Philippine Navy vessels, taking part in the recent Balikatan war exercises with American troops, fired the artillery shells that hit a remote fishing village in Zambales last Feb. 26, the Visiting Forces Agreement Commission (VFACOM) said yesterday.
Foreign Affairs Secretary Domingo Siazon Jr., who chairs the commission, said Armed Forces chief Gen.
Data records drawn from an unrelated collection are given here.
Issue #13051, opened 2023-12-19
User is blocked in modal when using biometrics to share addresses when joining a community


stefandunca:
# Bug Report

![blocked_after_authenticating](https://github.com/status-im/status-desktop/assets/47554641/8c3a8a14-8456-41fe-bca5-817fd81a4e2e)

## Steps to reproduce

1. I recovered the account from the seed phrase
2. Joined a community
3. Chose "use biometrics instead"
4. I used the biometrics
5. The app was still stuck in the authenticate dialog as in the screenshot
6. I also tried to insert the password manually but none of the buttons were enabled

#### Expected behavior

After using biometrics I can move forward

#### Actual behavior

I got blocked in Modal

### Additional Information

- Status desktop version: StatusIm-Desktop-v0.15.0-rc.9-6dc10b-aarch64.dmg
- Operating System: MacOS 14.1.1

kounkou:
I have managed to reproduce the problem following the steps provided in description. My observations are that once we click on the `Use biometrics instead` the UI disables the 3 buttons : `Cancel` `Use biometrics instead` and `Authenticate`, as we fill the biometrics, but those button are never enabled again once the popups for inputing the biometrics are closed. Investigating why we have this problem.

PR #14184, opened 2024-03-27
fix(general): when biometric is setup the authentication flow is not correct showing the password one instead

### LINKED ISSUE #14173: [Community authentication flow] When biometric is setup the authentication flow is not correct showing the password one instead
### Description

When the user enables biometrics and goes through the shared address flow, when attempting to authenticate, the corresponding [biometric flow](https://www.figma.com/file/FkFClTCYKf83RJWoifWgoX/Wallet-v2?type=design&node-id=6598-76671&mode=design) should be display. Instead, the password one is always shown.

https://github.com/status-im/status-desktop/assets/97019400/065f9c97-6604-4192-be74-a6b9d5462585

saledjenic:
Don't know why that line was added, but seems it was a main culprit for this issue, the point is to have biometrics signals connected when needed only:
https://github.com/status-im/status-desktop/pull/13793/files

Closes #14173

### DIFF
--- a/ui/app/AppLayouts/Profile/ProfileLayout.qml
+++ b/ui/app/AppLayouts/Profile/ProfileLayout.qml
@@ -10,6 +10,8 @@ import shared.stores 1.0 as SharedStores
 import shared.popups.keycard 1.0
 import shared.stores.send 1.0
 
+import StatusQ.Core.Theme 0.1
+
 import AppLayouts.Wallet.controls 1.0
 import AppLayouts.Wallet.stores 1.0
 
--- a/src/app/modules/shared_modules/keycard_popup/controller.nim
+++ b/src/app/modules/shared_modules/keycard_popup/controller.nim
@@ -180,7 +180,6 @@ proc checkKeycardAvailability*(self: Controller) =
 
 proc init*(self: Controller, fullConnect = true) =
   self.connectKeycardReponseSignal()
-  self.connectKeychainSignals()
 
   var handlerId = self.events.onWithUUID(SIGNAL_SHARED_KEYCARD_MODULE_USER_AUTHENTICATED) do(e: Args):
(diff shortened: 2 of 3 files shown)


caybro:
> Don't know why that line was added, but seems it was a main culprit for this issue, the point is to have biometrics signals connected when needed only: https://github.com/status-im/status-desktop/pull/13793/files
> 
> Closes #14173

Maybe @kounkou has an idea? :)

noeliaSD (approved):
Code LGTM. It would be nice if someone else can test it! @alexjba ??

kounkou:
Hi there, interesting,... in the PR https://github.com/status-im/status-desktop/pull/13793 

> There was a missing connection of the connect signal coming from the Key chain after entering a password and correctly obtaining data from the Keychain service. So this PR just connects the signal to the already existing signal processor

Without the connect I added, this issue was opened : https://github.com/status-im/status-desktop/issues/13051

Let me have a test on this to check if any regression.

ui/app/AppLayouts/Profile/ProfileLayout.qml
```diff
@@ -10,6 +10,8 @@ import shared.stores 1.0 as SharedStores
 import shared.popups.keycard 1.0
 import shared.stores.send 1.0
 
+import StatusQ.Core.Theme 0.1
```
kounkou, line 13: Is this used ?

kounkou (approved):
🚢 it!

ui/app/AppLayouts/Profile/ProfileLayout.qml
saledjenic: Yes, that removes console warning for `Theme` when you get see "Keycard module is busy" popup.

Angelo Reyes informed the VFACOM that an investigation into the accidental shelling of Sitio Talisayin in Barangay Pundaquit, San Antonio, Zambales, yielded this finding.
The VFACOM requested the probe after it verified the report of local officials that four shells fired by naval vessels believed taking part in the Balikatan exercises fell on Talisayin, damaging several trees and sending 15 families there fleeing in terror.
"From all indications, only Philippine Navy vessels figured in this incident," Siazon said, adding, "The United States Navy was in no way involved."
In a report, Reyes identified the four Philippine Navy vessels who fired the artillery shells that hit Sitio Talisayin as the BRP Rajah Humabon (PF-11), BRP Quezon (PS-70), BRP Rizal (PS-74) and BRP Pangasinan (PS-31).
Reyes said the four vessels fired a total of 43 rounds, failing to hit only two of their targets.
"The possibility of BRP Rizal to have overshot the target cannot be discounted," Reyes said. "In addition to the high explosive shells, the 40-mm. guns of the four Navy vessels were also fired and it was reported that seven rounds missed the target."
Vice Admiral Luisito Fernandez, Navy flag-officer-in-command, reported that an ocular inspection showed traces of projectiles in three areas of Sitio Talisayin.
He said one projectile initially hit the sandy area and subsequently struck a tree; another hit the beach and disappeared in the undergrowth; and the third landed on the undergrowth portion of a hill.
Fernandez reported to Defense Secretary Orlando Mercado, co-chairman of the VFACOM, that four ordnance demolition experts from the Naval Special Warfare Group at Sangley Point in Cavite, were dispatched to Sitio Talisayin to search for possible unexploded projectiles.
Meanwhile, Reyes said the unexploded shell recovered by a member of the VFACOM monitoring team from the village was an old, rusty US-built anti-aircraft projectile.
Reyes said Talisayin used to be the "impact area" for US naval vessels conducting live fire exercises when American troops were still in Subic.
"It is not a remote possibility that unexploded ammunition may be present in the area," he said.
Last Friday, a fisherman was killed and his three companions were wounded when an unexploded shell they recovered underwater near Los Frailes Island in San Antonio, Zambales, exploded.